» PROMPT
Lines with the word "pinsRemaining" in them are the ones to copy from the records.

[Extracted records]
----
PR #680, opened 2018-02-04
Bowling-Challenge - week 6 - UI & game logic 

ghost:


spec/FrameSpec.js
```diff
@@ -0,0 +1,299 @@
...
+      frame = new Frame();
+    });
+
+    it("should be 10 before play starts", function() {
+      expect(frame.pinsRemaining()).toEqual(10);
+    });
+
+    it("should be 5 if 5 already down", function() {
+      frame.play(5);
+      expect(frame.pinsRemaining()).toEqual(5);
```
mdsomerfield: Hmm. So I have written and rewritten this comment a couple of times. I feel like there are a lot of tests here and some of them are duplicating but its hard for me to pin down exactly what I would change. 

I feel like these three tests are a good example - I think there's a single test here (if I play 4 and then 3, there are 3 pins remaining, for example) which basically covers all of the cases - at least, I can't imagine many regressions I could introduce which would cause any of these tests to fail and not that one.

There are a couple of other examples below which I will comment. Testing is good, but too much testing makes code brittle - if I have multiple tests testing a single flow through my application, if I want to make a change to the application then I have to fix multiple tests when I refactor. I want my tests to help identify regressions, but I don't want them to hinder me from refactors, so there is a balance there.

spec/FrameSpec.js
```diff
@@ -0,0 +1,299 @@
...
+    });
+
+    it("should be 0 for a strike", function() {
+      frame.play(10);
+      expect(frame.pinsRemaining()).toEqual(0);
+    });
+
+    it("should be 10 remaining on each ball in last frame if 3 strikes", function() {
+      lastFrame = new Frame(true);
+      expect(lastFrame.pinsRemaining()).toEqual(10);
```
mdsomerfield: We have many expectations in the same test - this is a form of duplication. We've already tested elsewhere that pinsRemaining behaves as expected. 

If we were to test that we could roll 3 strikes on the last frame (but no more), I think we'd have confidence that this code was working. I think we do test that further down, so I don't feel like these tests add anything.

spec/FrameSpec.js
```diff
@@ -0,0 +1,299 @@
...
+      lastFrame = new Frame(true);
+    });
+
+    it("should not allow scores over 10", function() {
+      frame.play(1)
+      expect(function() {frame.play(10);}).toThrow(new Error('Score for this game should not exceed 10'));
+    });
+
+    it("should allow scores up to 20 after second ball on last frame", function() {
+      lastFrame.play(10)
```
mdsomerfield: Are there any circumstances in which the tests on line 239 and 268 pass and this test fails?

interface.js
```diff
@@ -0,0 +1,75 @@
+$(document).ready(function() {
+  var match;
+
+  new_match();
+
+  $('#score0').on('click', function() { play(0); })
```
mdsomerfield: We could make this more DRY by assigning a class to the score buttons and doing something like: 

```
for (var i = 0; i < 10; i++) {
  $('.score-button')[i].on('click', function() { play(i); }
}
```

interface.js
```diff
@@ -0,0 +1,75 @@
...
+
+  function new_match() {
+    for ( i=0; i<=10; i++ ) {$('#score' + i).fadeIn();}
+    match = new Match(Frame);
+    $('#newGame').hide();
+    clear_scores();
+  }
+
+  function play(score) {
+    match.play(score);
```
mdsomerfield: So, rather than needing to use indexes in IDs, we could be a little more OO about this by thinking of our UI elements as instances of a class. For example:

```
function FrameView(element, frame) {
  this.frameElement = element;
  this.frame = frame;
}

FrameView.prototype.update() = function() {
  this.frameElement.find('.ball1').text(this.frame.ball1);
  this.frameElement.find('.ball2').text(this.frame.ball2);
  this.frameElement.find('.score').text(this.frame.score());
}

function updateCurrentFrameScores() {
  frameViews.forEach((frame) => { frame.update(); });
}

var frames = $('.frame');
var frameViews = [];

for (var i = 0; i < 10; i++) {
  frameViews.push(new FrameView(frames[i]));
}
```

The nice thing about this approach is that we can then also refactor our view so that it's not repeated:

```
FrameView.prototype.initialiseView() = function() {
  this.frameElement.html('<div class="balls"><span class="ball" id="ball1"></span><span class="ball" id="ball2"></span></div><span class="game_score" id="score"></span>');
}
```
And can remove a lot of the repeated HTML from the index file above.

mdsomerfield (commented):
Hi Phil,

I think this is a really good effort and you've got all of the elements there. There's also a lot to review, so I've tried to focus on two main elements:

1) You mentioned that you wanted to think more about HTML/CSS, so I've demonstrated a couple of ways you can make your HTML a bit more OO with javascript, which can help reduce duplication and improve readability/encapsulation.

2) You're writing a lot of tests, which is great, but it's also good to think about what tests you write. I found it harder to articulate this - if my comments aren't helpful please do let me know, happy to discuss this in more detail.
----
» EXERCISE RESULT
+      expect(frame.pinsRemaining()).toEqual(10);
+      expect(frame.pinsRemaining()).toEqual(5);
+      expect(frame.pinsRemaining()).toEqual(0);
+      expect(lastFrame.pinsRemaining()).toEqual(10);
mdsomerfield: We have many expectations in the same test - this is a form of duplication. We've already tested elsewhere that pinsRemaining behaves as expected. 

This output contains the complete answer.